宋子徳
1855~清王朝咸豊五年/日本ではペリーの黒船が来た頃)
◎字を耀坤という。山東莱陽県の人。家は裕福であり、宋二爺と呼ばれていた。
◎早くから、長拳、猴拳を学んでいたが、後に姜化龍と出会い、その功徳に惹かれその螳螂拳を学んだ。
幼い頃より学問を修め、かつ長拳の基礎の元に螳螂拳を研鑚したので、拳と理論がはっきりしていた。

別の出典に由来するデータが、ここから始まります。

PR #7048, opened 2022-09-15
Guard uses of lutimes, for portability

### LINKED ISSUE #7045: lutimes not optional
**Describe the bug**

Although [configure.ac](https://github.com/NixOS/nix/blob/master/configure.ac#L81-L83) states that the lutimes function is optional, I can't build nix on a system without it. Compilation fails with
```
src/libutil/filesystem.cc:76:13: error: use of undeclared identifier 'lutimes'; did you mean 'utimes'?
        if (lutimes(link.c_str(), times))
            ^~~~~~~
            utimes
```

**Steps To Reproduce**

1. try to build nix on a system without lutimes

**Expected behavior**

It should just work around the missing lutimes, like it's done in [some parts](https://github.com/NixOS/nix/blob/master/src/libstore/local-store.cc#L568) of the code already.

**Additional context**

I'm currently trying to package nix for termux, which does not have lutimes at the moment, see [this issue](https://github.com/termux/termux-packages/issues/6176)

puffnfresh:
Fixes #7045

### DIFF
--- a/src/libfetchers/git.cc
+++ b/src/libfetchers/git.cc
@@ -41,21 +41,6 @@ bool isCacheFileWithinTtl(time_t now, const struct stat & st)
     return st.st_mtime + settings.tarballTtl > now;
 }
 
-bool touchCacheFile(const Path & path, time_t touch_time)
-{
-#ifndef _WIN32 // TODO implement
-    struct timeval times[2];
-    times[0].tv_sec = touch_time;
-    times[0].tv_usec = 0;
-    times[1].tv_sec = touch_time;
-    times[1].tv_usec = 0;
-
-    return lutimes(path.c_str(), times) == 0;
-#else
-    return false;
-#endif
-}
-
 Path getCachePath(std::string_view key, bool shallow)
 {
     return getCacheDir()
@@ -594,8 +579,11 @@ struct GitInputScheme : InputScheme
                     warn("could not update local clone of Git repository '%s'; continuing with the most recent version", repoInfo.url);
                 }
 
-                if (!touchCacheFile(localRefFile, now))
-                    warn("could not update mtime for file '%s': %s", localRefFile, strerror(errno));
+                try {
+                    setWriteTime(localRefFile, now, now);
+                } catch (Error & e) {
+                    warn("could not update mtime for file '%s': %s", localRefFile, e.msg());
+                }
                 if (!originalRef && !storeCachedHead(repoInfo.url, ref))
                     warn("could not update cached head '%s' for '%s'", ref, repoInfo.url);
             }
--- a/src/libutil/file-system.hh
+++ b/src/libutil/file-system.hh
@@ -157,6 +157,30 @@ inline void createDirs(PathView path)
 }
 
 /**
+ * Set the access and modification times of the given path, not
+ * following symlinks.
+ *
+ * @param accessTime Specified in seconds.
+ *
+ * @param modificationTime Specified in seconds.
+ *
+ * @param isSymlink Whether the file in question is a symlink. Used for
+ * fallback code where we don't have `lutimes` or similar. if
+ * `std::optional` is passed, the information will be recomputed if it
+ * is needed. Race conditions are possible so be careful!
+ */
+void setWriteTime(
+    const std::filesystem::path & path,
+    time_t accessedTime,
+    time_t modificationTime,
+    std::optional<bool> isSymlink = std::nullopt);
+
+/**
+ * Convenience wrapper that takes all arguments from the `struct stat`.
+ */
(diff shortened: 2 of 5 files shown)


src/libfetchers/git.cc
```diff
@@ -33,13 +33,17 @@ bool isCacheFileWithinTtl(const time_t now, const struct stat & st)
...
+#if HAVE_LUTIMES
   struct timeval times[2];
   times[0].tv_sec = touch_time;
   times[0].tv_usec = 0;
   times[1].tv_sec = touch_time;
   times[1].tv_usec = 0;
 
   return lutimes(path.c_str(), times) == 0;
+#else
+  return false;
```
puffnfresh, line 45: Emits a warning when `false` but I have assumed that's acceptable.

src/libutil/filesystem.cc
```diff
@@ -76,6 +77,7 @@ void createSymlink(const Path & target, const Path & link,
         if (lutimes(link.c_str(), times))
             throw SysError("setting time of symlink '%s'", link);
     }
+#endif
```
thufschmitt, line 80: That guard (and the one below which acts on essentially duplicated code :/ ) is a bit annoying because it changes the semantics and affects reproducibility. Do you know whether there's a way to emulate `lutimes` if it's absent?

Or maybe we can just ignore setting the time for the symlinks if `lutimes` isn't available and pray that it doesn't matter in practice

thufschmitt (changes requested):
Mh, that's sad (and apologies, at least some of these are my doing).

Dropping these is annoying because it can make things non-reproducible (and in a way that Nix might very much not like). Not sure whether there's a good way around this

src/libutil/filesystem.cc
Et7f3: > futimes() is available since glibc 2.3. lutimes() is available since glibc 2.6, and is implemented using the [utimensat](https://linux.die.net/man/2/utimensat)(2) system call, which is supported since kernel 2.6.22.

Et7f3: @jugendhacker Does termux has the mentioned function ?

Ericson2314:

- @thufschmitt: `lutimes` is a syscall that's not available everywhere 
    - its for getting file timestamps while observing symlinks
    - this is relevant for termux
- @edolstra: don't really believe in `autoconf` checks and its philosophy
    - should just have conditionals
- assigned to @Ericson2314 to fix the `autoconf` checks           
  - related: https://github.com/NixOS/nix/issues/7045

Ericson2314:
https://github.com/NixOS/nix/pull/8504 removed the dead code, now there are just two `lutimes` to deduplicate left.

fricklerhandwerk:
This should be good to go, @thufschmitt @Ericson2314 do you want to take another look?

src/libutil/file-system.hh
```diff
@@ -165,6 +166,15 @@ inline Paths createDirs(PathView path)
     return createDirs(Path(path));
 }
 
+/**
+ * Set the access and modification times of the given path, not
+ * following symlinks.
+ *
+ * Whether or not the path is a symlink is taken from the mode of `st`
+ * in fallback code.
```
thufschmitt, line 174: I don't think that precision really makes sense without the context of that PR (what's “fallback mode”?)

Besides that, I don't think we should trust `st` to tell us whether the file is a symlink or not. Barring possible race conditions (which I think we can't avoid any way), there's no guaranty that `st` refers to the path at `path` (might have been a totally made up struct just to set the time, or taken from another file). We should rather re-check within the function ([std::filesystem::is_symlink](https://en.cppreference.com/w/cpp/filesystem/is_symlink) being our friend here I guess)

thufschmitt (changes requested):

src/libutil/file-system.hh
Ericson2314: fallback mode is without `lutimes`, with just `utimes` (yes, this should be reworded)

> Besides that, I don't think we should trust `st` to tell us whether the file is a symlink or not. 

Note that this is not a new thing. I agree in principle, but how would you update `canonicaliseTimestampAndPermissions` in practice? It is, already, very geared about working from a prior stat (in a context that we don't think things would change without them looking.

Unless we want to scope creep and overhaul `canonicaliseTimestampAndPermissions`, I think it would be good to just document the race condition on this function and say callers must be confident `st` is up to date.

Ericson2314: OK this is done now. the `struct stat` way still exists, but is not forced upon eveyone else.

Ericson2314 (approved):
@thufschmitt's request is addressed. All the compat is a bit gnarly, but future improvements are possible.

姜化龍よりその才能を深く認められ、年齢も同じで、趣味志向も似ていたので、義兄弟の契りを結んだ。
◎姜化龍と共に、梁学香の伝えた拳譜を技芸と共に整理して、系統的な螳螂拳譜にまとめあげた。
莱陽、煙台などで道場を設けて教授し、王玉山、崔寿山、宋環亭、紀春亭、姜吉和などの螳螂拳師を育てた。
後に「莱陽三大山二亭」と言われた門人達であり、莱陽三大山の内「王玉山、崔寿山」の二大山は宋子徳門下として知られている。
◎周振東の「煙台螳螂拳史話」によれば、宋は多くの武術家たちから挑戦を受けたが、よく対戦相手を一丈近くも吹っ飛ばしたという。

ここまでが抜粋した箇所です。